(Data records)

Issue #956, opened 2026-05-21
[Proposal] libfabric-CXI backend for UCCL-EP on HPE Slingshot


PanJason:
# [Proposal]: libfabric-CXI backend for UCCL-EP on HPE Slingshot

Hi UCCL team,

We're from the [Apertus](https://www.swiss-ai.org/) / Swiss AI training effort, working on large-scale open MoE training on [Alps](https://www.cscs.ch/computers/alps) (using HPE's Slingshot-11 Cassini NIC). For Apertus 2 we're evaluating replacements for the default NCCL all-gather-style MoE dispatcher, and UCCL-EP looks like a strong fit because Slingshot does not provide IBGDA and we can only use some CPU-proxy design for all2all communication.

On Alps the network interface uses libfabric's `cxi` provider, not typical ibverbs. Before we start prototyping, we'd like to ask:

1. **Does UCCL-EP currently have a libfabric transport path?** I saw EFA, Broadcom, and CX7 mentioned and supported. Is EFA implemented via libfabric (`efa` provider), and if so, is the transport layer abstracted enough that adding a `cxi` provider would be mostly provider substitution? 
2. **Is any CXI / Slingshot work already underway or planned?** If so, we'd be glad to test on our platform for debugging and help with performance benchmarking.
3. **If not, would a libfabric/CXI backend be welcomed?** Our intent is to keep the UCCL-EP API unchanged and map proxy operations to libfabric RMA, starting with low-latency mode. This might be useful because, as far as we know, many EU data centers actually use Slingshot because they were initially built for HPC, not exactly LLM training. If we can demonstrate performance gains, it would benefit many users.

## What we'd contribute

Assuming the answer to (3) is yes, we'd plan to upstream:

- A libfabric/CXI transport backend (low-latency mode first, then normal/high-throughput).
- Validation on real Apertus MoE training on Alps Slingshot
- Benchmarks vs. all-gather performances.

## What we plan to verify first currently

[...]

PR #997, opened 2026-06-16
Add CXI transport support for EP

PanJason:
## Description

This PR adds a libfabric/CXI transport path for UCCL EP so the EP proxy can run over HPE Slingshot/Cassini through the `cxi` provider.

Implementation details:

- Adds an `EpTransport` abstraction and a `CxiTransport` implementation, enabled with `USE_LIBFABRIC_CXI=1`.
- Initializes libfabric `FI_EP_RDM` endpoints on the CXI domain matching the local GPU rank (`cxi0`, `cxi1`, ...), requesting RMA, atomic, fence, HMEM, local, and remote communication capabilities.
- Uses per-peer CXI transport state in the proxy: `cxi_transports_by_rank_` is keyed by peer rank, each peer transport owns its local CXI endpoint/MRs, inserts the matching remote endpoint name into the libfabric AV, and `post_cxi_commands()` routes each WRITE/ATOMIC to the destination peer's transport. This is because` shared endpoint` decreased the performance significantly.
- Registers the EP main RDMA buffer and atomic buffer as CUDA HMEM memory regions with provider keys, and exchanges the CXI endpoint name plus MR keys through the existing proxy metadata path.
- Maps EP WRITE commands to `fi_write`: the proxy decodes the local and remote EP buffer offsets and posts a CXI RMA write from the registered local main buffer to the peer main-buffer MR/key.
- Maps EP atomic notifications/control commands to libfabric atomics: normal EP ATOMIC commands become fenced `FI_SUM` `fi_atomicmsg` operations into the peer atomic buffer; WRITE commands carrying an atomic signal post the payload `fi_write` first and then a fenced `FI_SUM` atomic notification so the completion associated with the WR id corresponds to the notification step.
- Uses a small host-registered operand pool for outgoing atomics and polls the CXI CQ to translate libfabric completions back into the proxy's existing WR acknowledgement flow.
- Adds generic build knobs for CXI builds (`USE_LIBFABRIC_CXI`, `LIBFABRIC_HOME`, `NUM_MAX_NVL_PEERS`) and relaxes the internode benchmark local-rank assumption for 4-GPU GH200 nodes.

Related issue: #956 

## Type of Change

- [ ] Bug fix
- [x] New feature
- [ ] Documentation update

## How Has This Been Tested?

- [ ] Unit tests
- [x] Integration tests
- [x] Manual testing

Formatting:

- Format checker was run.

Build/validation:

- Our Alps cluster uses Slurm scheduler, so we wrote customized sbatch scripts that installed `ep` inside the target container with `USE_LIBFABRIC_CXI=1` via `python3 setup.py install`.
- Full EP validation completed on Alps GH200 nodes with the CXI transport enabled.

| EP | Job | Result | FP8 dispatch | BF16 dispatch | Combine |
|---:|---:|---|---:|---:|---:|
| 8 | `2544644` | completed `0:0` | 40.15-40.37 GB/s RDMA (1495-1502 us) | 42.94-43.00 GB/s RDMA (2722-2724 us) | 42.20-42.33 GB/s RDMA (2765-2772 us) |
| 16 | `2544645` | completed `0:0` | 25.95-26.23 GB/s RDMA (4172-4203 us) | 25.92-26.31 GB/s RDMA (8064-8126 us) | 26.63-27.10 GB/s RDMA (7829-7928 us) |
| 32 | `2544646` | completed `0:0` | 22.84-23.05 GB/s RDMA (5234-5281 us) | 22.24-22.45 GB/s RDMA (10423-10519 us) | 22.12-22.50 GB/s RDMA (10399-10566 us) |

No error was seen in the log.

Note: the representative performance validation above used the same CXI implementation plus a local benchmark/process-affinity patch to pin torchrun forked processes by local rank. On GH200 this pinning is needed for representative numbers; without it, the clean-branch validation still completed but measured noticeably slower.

## Checklist

- [ ] I have run `build.sh` to verify compilation. The full `build.sh` container wheel build was not run; instead, the target Slurm/container validation built and installed `ep` with `USE_LIBFABRIC_CXI=1`.
- [ ] I have updated the documentation. No user-facing documentation was added for this transport backend in this PR.
- [ ] I have added tests. No standalone unit test was added; validation used the existing EP internode benchmark on real CXI hardware.


PanJason:
@MaoZiming Could you take a look and let us know what other tests are needed for merging?

YangZhou1997:
Hi @PanJason , thank you for the contribution! 

The compilation on non-CXI machines would trigger some errors, see https://github.com/uccl-project/uccl/actions/runs/27840541212/job/82398387232

PanJason:
Add the fix to conditionally include. Check again?

YangZhou1997:
Both tests passed, can you give a close look if possible? @MaoZiming

MaoZiming:
@PanJason Thank you! Taking a look

ep/include/uccl_ibgda.cuh
```diff
@@ -410,7 +409,6 @@ __forceinline__ __device__ void nvshmem_sync_with_same_gpu_idx(
       }
     }
 #endif
-    break;
```
MaoZiming, line 413: https://github.com/uccl-project/uccl/pull/998
Let's maybe continue discussion there. do you see any issues when you (1) remove the first break (2) toggle the second break on/off. was the " forwarder epoch/NVL receiver timeouts" only observed with first break removed + second break on, and disappear with first break removed + second break removed?

ep/src/proxy.cpp
```diff
@@ -190,6 +238,159 @@ void Proxy::set_bench_d2h_channel_addrs(std::vector<uintptr_t> const& addrs) {
...
+      c.remote_rkey = remote_infos_[peer].rkey;
+      c.remote_atomic_buffer_addr = remote_infos_[peer].atomic_buffer_addr;
+      c.remote_atomic_buffer_len = remote_infos_[peer].atomic_buffer_len;
+      c.remote_atomic_buffer_rkey = remote_infos_[peer].atomic_buffer_rkey;
+      CxiTransport* transport = cxi_transport_for_rank(peer);
+      if (!transport) {
+        throw std::runtime_error("CXI peer transport is not initialized");
+      }
+      transport->connect_peer(peer, remote_infos_[peer]);
+      if (proxy_trace_enabled()) {
```
MaoZiming: Let's clean the profiling code, e.g. proxy_trace_enabled, and the cmd_name, etc.

ep/src/proxy.cpp
```diff
@@ -190,6 +238,159 @@ void Proxy::set_bench_d2h_channel_addrs(std::vector<uintptr_t> const& addrs) {
...
+      transport->register_main_buffer(cfg_.gpu_buffer, cfg_.total_size,
+                                      cfg_.local_rank);
+      transport->register_atomic_buffer(atomic_buffer_ptr_, kAtomicBufferSize,
+                                        cfg_.local_rank);
+      local_infos_[peer] = transport->local_info();
+      if (!cxi_transport_) cxi_transport_ = transport.get();
+      cxi_transports_by_rank_[peer] = std::move(transport);
+    }
+
+    std::thread receiver_thread([this, num_ranks, my_rank]() {
```
MaoZiming: Let's try to reduce duplicated code, e.g. `std::thread receiver_thread` `send_connection_info_as_client`, etc. also appear on the non-cxi path

ep/src/proxy.cpp
```diff
@@ -110,6 +153,11 @@ double Proxy::avg_wr_latency_us() const {
 
 uint64_t Proxy::completed_wr() const { return completion_count_; }
 
+bool Proxy::use_cxi_transport() const {
+  char const* transport = std::getenv("UCCL_EP_TRANSPORT");
```
MaoZiming: We can cache whether the transport is cxi rather than getting from env every time

ep/src/proxy.cpp
```diff
@@ -1472,6 +1880,90 @@ void Proxy::barrier_check() {
...
+          transport->post_barrier_atomic_add(
+              /*dst_rank=*/0, kCxiInternalWrId, kArrivalSlot, 1);
+          ++cxi_outstanding_ops_;
+        }
+      }
+
+      if (cfg_.rank == 0) {
+        uint64_t const expected_arrivals =
+            seq * static_cast<uint64_t>(std::max(0, cfg_.num_nodes - 1));
+        if (load_cxi_barrier_word_sum(kArrivalSlot) < expected_arrivals) {
```
MaoZiming, line 1822: Nit: the barrier seq never wraps around.

ep/include/cxi_transport.hpp
```diff
@@ -0,0 +1,76 @@
...
+#include <rdma/fi_domain.h>
+#include <rdma/fi_endpoint.h>
+#include <rdma/fi_eq.h>
+#endif
+
+#include <list>
+#include <stdexcept>
+#include <vector>
+
+class CxiTransport final : public EpTransport {
```
MaoZiming, line 17: cc @YangZhou1997 I think eventually it would be nice to package all different kinds of transport (since we have more of them now), into a class, right now only cxi instantiates `EpTransport`.

ep/include/uccl_ibgda.cuh
PanJason: I will do some A/B testing to answer your question. One thing I wanna know:
- Shall I respond you here or in #998?
- Also the following commits should be included in #998 or here?

Reason why asking is because I feel this is a generic fix, rather than sth specific to CXI port.

MaoZiming: Thanks! Let's incldue that in #998 !

MaoZiming:
I also notice that the nproc_per_node=4 (< 8) doesn't work on other transport paths, e.g. on EFA. It's currently hard-coded 
https://github.com/uccl-project/uccl/blob/main/ep/include/common.hpp#L88
We also need to parameterize that for other transports if we want to relax nproc_per_node<8 in general. It might be good to keep that as a separate PR. 


https://github.com/uccl-project/uccl/blob/main/ep/src/rdma.cpp#L1453-L1454

ep/src/proxy.cpp
PanJason: Cleaned in [fbbaf3d](https://github.com/uccl-project/uccl/pull/997/commits/fbbaf3d29bb375e59e963b4d6395d4b735faba11)

ep/src/proxy.cpp
PanJason: These two are folded into `exchange_peer_connection_info` now. Also duplicated if clause for connection build is folded to `should_connect_peer`. Cleaned in [b0a4d68](https://github.com/uccl-project/uccl/pull/997/commits/b0a4d68512484a8c48f850550ab69d4a601a8f5f)

ep/src/proxy.cpp
PanJason: Cached in `use_cxi_transport_` var. See [f46f191](https://github.com/uccl-project/uccl/pull/997/commits/f46f191b2c4e7e45f1831c3ce5aa1d18a6abd8ba)

ep/src/proxy.cpp
PanJason: Remove the wrap for CXI code in [7227ea4](https://github.com/uccl-project/uccl/pull/997/commits/7227ea48676c7f377fc57ac55743beada15454b7)

PanJason:
> It might be good to keep that as a separate PR.

@MaoZiming  A separate PR that makes MAX_NUM_GPUS configurable is created here: 
https://github.com/uccl-project/uccl/pull/1005

PanJason:
@MaoZiming Anything else needed for merging?

MaoZiming (approved):
Thanks @PanJason ! I just tested it. It LGTM

PanJason:
@YangZhou1997 Could you please also take a look at your convenience?

PR #1018, opened 2026-07-13
  [P2P] convert interval tree test to proper pytest with full coverage

bhavyam2:
## Description
Rewrites `p2p/tests/test_util_interval_tree.py` from a print-based demo into 22 pytest assertions covering all six `ClosedIntervalTree` methods.

Previously the test file had no `assert` statements — CI could not catch any regression in this class. Now covered: `add`, `remove`, `query_containing`, `query_overlap`, `query_exact_match`, and `clear`, including edge cases (empty tree, single-point intervals, remove on non-existent entry, `ValueError` on inverted interval).

No related issue.

## Type of Change
- Bug fix — the missing assertions meant regressions would go undetected, which is a bug in the test suite.

## How Has This Been Tested?
Include any tests here. 

- pytest p2p/tests/test_util_interval_tree.py
- 22 passed in 0.04s
- Requires only pytest + intervaltree. No GPU or RDMA hardware needed.
- Check Unit tests.

### DIFF
--- a/ep/bench/utils.py
+++ b/ep/bench/utils.py
@@ -23,15 +23,6 @@ except ImportError as exc:
     sys.stderr.write("Failed to import uccl.ep\n")
     raise
 
-# import deep_ep as ep
-try:
-    from uccl import ep
-except ImportError as exc:
-    import sys
-
-    sys.stderr.write("Failed to import uccl.ep\n")
-    raise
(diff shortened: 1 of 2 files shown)


YangZhou1997 (approved):
LGTM!

PR #1020, opened 2026-07-14
ep: size internode TMA sender buffer for hidden up to 8192

whn09:
## Problem

The normal internode **dispatch** and **combine** kernels stage each token through a per-sender-warp TMA shared-memory buffer of `kNumTMABytesPer(Sender)Warp` bytes and assert:

```cpp
num_bytes_per_token + sizeof(uint64_t) <= kNumTMABytesPer(Sender)Warp
```

where `num_bytes_per_token = align(hidden * sizeof(bf16) + sizeof(SourceMeta) + scales + topk, 16)`.

The buffer was a bare `16384`-byte constant. That fits `hidden=7168` (DeepSeek, ~14.4 KB/token) but **not `hidden=8192`**: the bf16 payload alone is `8192 * 2 = 16384 B`, so the token plus the 8-byte TMA barrier overflow the buffer and the kernel aborts:

```
Assertion failed: num_bytes_per_token + sizeof(uint64_t) <= kNumTMABytesPerSenderWarp
```

Note: dispatch may send fp8, but **combine always stages bf16**, so an fp8 dispatch does not avoid this — the sender buffer must hold a full bf16 token.

This blocks `hidden=8192` MoE models (e.g. LongCat-2.0) on the normal internode path.

## Change

Replace the two magic `16384` sender-warp constants with a single file-scope `constexpr` sized for `hidden` up to 8192, plus a `static_assert` tying it to `kMaxSupportedHidden`. The hidden-independent forwarder-warp buffer (`9248`) is untouched.

Shared memory stays within H200's 227 KB opt-in limit:

| kernel | smem |
|---|---|
| dispatch | `20480 * NUM_MAX_NVL_PEERS(8)` = 160 KB |
| combine  | `max(20480*8, 9248*kNumCombineForwarderWarps(16))` = 160 KB |

## Testing

The equivalent raise (the two sender-warp constants `16384 → 20480`) was compiled into our EP build (`TORCH_CUDA_ARCH_LIST=9.0+PTX`, sm90 / H200) and used with LongCat-2.0-FP8 (hidden=8192); with it the `kNumTMABytesPerSenderWarp` assertion no longer fires. This PR expresses the same 20480 value as a named `constexpr` + `static_assert` rather than two magic numbers. Behaviour for existing hidden sizes (e.g. 7168) is unchanged — the buffer only grows. A maintainer CI build is welcome to confirm the refactored form compiles identically.


YangZhou1997:
@MaoZiming , would be great if you could take a look to unblock @whn09

MaoZiming (approved):
LGTM. thanks for the contribution!

PR #1029, opened 2026-07-22
[CI] bring up gb10

YangZhou1997:
## Description

Fixes # (issue)

## Type of Change
- [x] Bug fix
- [ ] New feature
- [ ] Documentation update

## How Has This Been Tested?
Include any tests here. 
- [ ] Unit tests
- [ ] Integration tests
- [ ] Manual testing

## Checklist
- [ ] I have added tests.


ep/bench/buffer.py
```diff
@@ -116,7 +116,7 @@ def __init__(
             # cudaMalloc/cudaMallocHost-style allocation instead of a possibly
             # segmented caching-allocator mapping.
             scratch_dlpack, rdma_buffer_is_host_allocated = ep.get_rdma_buffer(
-                num_rdma_bytes, device_index, bool(low_latency_mode)
+                num_rdma_bytes, device_index
```
MaoZiming, line 119: Why do we need to modify this?

YangZhou1997: GB10 requires allocating memory from host. This `bool(low_latency_mode)` will enforce the LL mode to allocate from device.

MaoZiming: do you mean for the GB10 we will also have the HT test? That's why we are removing this? Maybe we can also clean the function signature of `get_rdma_buffer` in uccl_ep.cc if needed

YangZhou1997: No, GB10 only has the LL test. bool(low_latency_mode) forces allocating on device, while GB10 only has host memory

MaoZiming (approved):

PR #1030, opened 2026-07-22
[EP] Add UCCL_EP_DISABLE_CPU_AFFINITY to opt out of proxy thread CPU pinning

aqni:
## Description
uccl-ep pins its proxy threads to specific CPU cores by default. When uccl-ep is embedded in a serving framework that already performs its own NUMA-aware, per-rank CPU binding on the whole process before spawning uccl-ep's proxy threads, uccl-ep's pinning logic can fight with the framework's binding over the same cores, since both compute core indices independently.

Add `UCCL_EP_DISABLE_CPU_AFFINITY=1` to let proxy threads keep whatever affinity they inherited from their parent process, instead of uccl-ep re-pinning them. Disabled by default to preserve existing behavior.

## Type of Change
- [ ] Bug fix
- [x] New feature
- [ ] Documentation update

## How Has This Been Tested?
Include any tests here. 
- [ ] Unit tests
- [ ] Integration tests
- [x] Manual testing

## Checklist
- [ ] I have added tests.


YangZhou1997 (approved):
Thank you!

## What this task involves
Extract every line above that contains the word "take".

## Finished exercise
@MaoZiming Could you take a look and let us know what other tests are needed for merging?
@YangZhou1997 Could you please also take a look at your convenience?
@MaoZiming , would be great if you could take a look to unblock @whn09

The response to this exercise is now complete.